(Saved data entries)
################

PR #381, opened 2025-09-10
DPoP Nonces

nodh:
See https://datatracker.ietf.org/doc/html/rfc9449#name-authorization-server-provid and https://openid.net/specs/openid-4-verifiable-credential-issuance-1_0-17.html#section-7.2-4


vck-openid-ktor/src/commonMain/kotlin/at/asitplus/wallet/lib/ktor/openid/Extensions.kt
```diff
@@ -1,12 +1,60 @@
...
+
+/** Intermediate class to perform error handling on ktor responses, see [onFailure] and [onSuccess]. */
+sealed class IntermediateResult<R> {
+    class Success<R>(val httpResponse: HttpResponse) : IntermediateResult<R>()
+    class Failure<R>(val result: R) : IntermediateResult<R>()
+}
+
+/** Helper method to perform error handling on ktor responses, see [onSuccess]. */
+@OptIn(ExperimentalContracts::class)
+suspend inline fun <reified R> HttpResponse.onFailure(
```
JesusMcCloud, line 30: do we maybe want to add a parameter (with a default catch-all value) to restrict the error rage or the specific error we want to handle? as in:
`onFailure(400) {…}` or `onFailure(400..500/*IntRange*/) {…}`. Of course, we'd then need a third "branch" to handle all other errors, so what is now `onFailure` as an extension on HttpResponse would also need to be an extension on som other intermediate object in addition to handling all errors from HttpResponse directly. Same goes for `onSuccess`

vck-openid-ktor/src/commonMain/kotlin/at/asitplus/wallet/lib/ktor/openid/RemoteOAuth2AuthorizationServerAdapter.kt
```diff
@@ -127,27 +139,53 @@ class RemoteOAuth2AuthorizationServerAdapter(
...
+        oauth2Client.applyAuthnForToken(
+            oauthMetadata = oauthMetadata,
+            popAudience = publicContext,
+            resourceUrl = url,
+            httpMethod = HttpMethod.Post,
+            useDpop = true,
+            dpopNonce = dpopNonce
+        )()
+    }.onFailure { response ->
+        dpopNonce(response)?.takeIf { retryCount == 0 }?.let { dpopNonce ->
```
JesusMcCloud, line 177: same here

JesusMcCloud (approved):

################

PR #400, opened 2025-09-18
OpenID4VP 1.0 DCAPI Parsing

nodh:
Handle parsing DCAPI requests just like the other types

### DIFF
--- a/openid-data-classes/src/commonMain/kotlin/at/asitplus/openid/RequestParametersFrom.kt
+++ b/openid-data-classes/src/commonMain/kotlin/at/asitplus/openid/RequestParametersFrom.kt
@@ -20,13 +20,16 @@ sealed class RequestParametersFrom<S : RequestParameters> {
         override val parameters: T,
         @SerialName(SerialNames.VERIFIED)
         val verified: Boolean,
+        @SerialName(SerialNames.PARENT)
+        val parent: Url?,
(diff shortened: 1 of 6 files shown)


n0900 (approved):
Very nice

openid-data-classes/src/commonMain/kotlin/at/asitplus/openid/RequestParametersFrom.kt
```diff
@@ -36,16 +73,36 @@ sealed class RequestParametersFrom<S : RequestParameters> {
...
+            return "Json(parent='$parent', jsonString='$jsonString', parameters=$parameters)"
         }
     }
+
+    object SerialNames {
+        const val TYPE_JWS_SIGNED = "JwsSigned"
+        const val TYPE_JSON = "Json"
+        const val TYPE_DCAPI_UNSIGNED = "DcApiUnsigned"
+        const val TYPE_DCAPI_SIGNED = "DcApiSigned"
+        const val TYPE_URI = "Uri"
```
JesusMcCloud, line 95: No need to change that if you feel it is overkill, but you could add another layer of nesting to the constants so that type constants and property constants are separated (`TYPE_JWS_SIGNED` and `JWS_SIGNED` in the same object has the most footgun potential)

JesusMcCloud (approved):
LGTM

################

### Requirement
Pull out the lines above in which the word "opened" appears.

### Answer
PR #381, opened 2025-09-10
PR #400, opened 2025-09-18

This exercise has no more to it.